I agree that the $L_2$ norm is off the table, because it creates a nonconvex quadratic constraint. Unfortunately, given the base model (and in particular the choice of binary variables), I'm not sure it would be practical to use the $L_1$ norm either.
The problem with $L_1$ lies in the absolute values, which need to be linearized. There are essentially three ways to handle $\vert u - v\vert$ in a MIP model. The first is easy: if you know that $u > v$, the absolute value is $u-v$, and otherwise it is $v-u$. The problem here is that you don't reliably know the signs of the coordinate differences between modules. For instance, if $x_{ij} = 0 = y_{ij}$, you know that $j$ is to the right of $i$, but you don't know if it is above/alongside/below $i$. The second linearization technique is to use an auxiliary variable $w$ with the constraints $w\ge u - v$ and $w\ge v - u$, which implies $w\ge \vert u-v\vert$. This would be fine if your norm constraint were $\parallel \dots \parallel \le D$, but because it is a greater-than constraint, the model would be tempted to "lie" (e.g., $u=1$, $v=1$, $w=D > 1$). The third approach involves throwing in additional binary variables, one for each absolute value, along with additional defining constraints, which I think would be a huge headache to formulate and would result in a very large model.
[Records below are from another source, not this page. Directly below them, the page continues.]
PR #140, opened 2024-09-03
refactor: smart turret interfaces

0xxlegolas:
- updated function interfaces to match protobuf definition : https://github.com/ccpgames/eve-frontier-proto/blob/main/eve/blockchain/smartturret/smartturret.proto
- added function to updateCorpId


vayan (approved):
cleaner 🙏

fc-tezza (approved):
This interface is much cleaner! All changes look good!

PR #142, opened 2024-09-04
chore: update CODEOWNERS with team

vayan:
use team instead of individual accounts


vayan:
can we give @projectawakening/codeowners explicit write access to the repository? then it should work :)

tinkrtailor (approved):

PR #144, opened 2024-09-05
improvement:"Add parent flag for mkdir within the deployer image

tinkrtailor:


ccp-bofai (approved):
Thank you! That should work for when any of these are volume mounted now :)

0xxlegolas (approved):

A more tractable approach might be to use the $L_\infty$ norm (known in some circles as the "sup" norm). For each pair $i$, $j$ of modules, you need to consider all four possible combinations of $x_{ij}$ and $y_{ij}$. I'll demonstrate one case (the one depicted in your diagram) and leave the others as an exercise for the reader. Suppose we have $x_{ij}=0=y_{ij}$, meaning $i$ is left of $j$, as in the diagram. There are four combinations of a red block from $i$ and a red block from $j$. A sufficient condition that all four are separated by at least $D$ in the $L_\infty$ norm is that the left edge of $j$ is at least $D$ units to the right of the right edge of $i$. Note that this condition is sufficient but not necessary, since $j$ could be closer to $i$ horizontally but, if we slid $j$ up or down enough, further than $D$ from $i$ in the sup norm. To enforce the sufficient condition, we add the constraint $$x_j - (x_i + w_i) \ge D(1-x_{ij}-y_{ij}).$$
Because the approach is "conservative", this might be too wasteful of space, but it is easy to add to the existing model.
I should note that I am assuming all modules have the same layout (blocks 2 and 4 red, 1 and 3 not). If, for instance, module $i$ was as depicted but module $j$ had only blocks 1 and/or 4 red, the left side of the constraint above would become $$\left( x_j + \frac{w_j}{2}\right) - \left( x_i + w_i \right).$$
Update: Sticking to the $L_\infty$ norm, I think there is a way to reduce wasted space (but not eliminate it entirely), at a cost in computational complexity. Whether the trade-off is worthwhile is, to me, an empirical question.
The approach is as follows. First, in addition to continuous variables for the coordinates of the lower left corner of each module, add continuous variables for the lower left corner of each red block, along with linear equations defining the block corners in terms of the module corners. This much is "cheap".
Next, redefine the binary variables to apply to individual red blocks, as well as modules. Since you are going from two binary variables per pair of modules to two per pair of blocks, and there are four times as many block pairs as module pairs, this will quintuple the number of binary variables, as well as the number of distance-related constraints. (The no-overlap constraints can still be enforced at the module level, so no change there.) If $D$ is large enough relative to the module dimensions, you may not need the original binary variables and the no-overlap constraints (because keeping red blocks more than $D$ apart would preclude module overlap), but my guess is you will need to keep the original binaries and their constraints.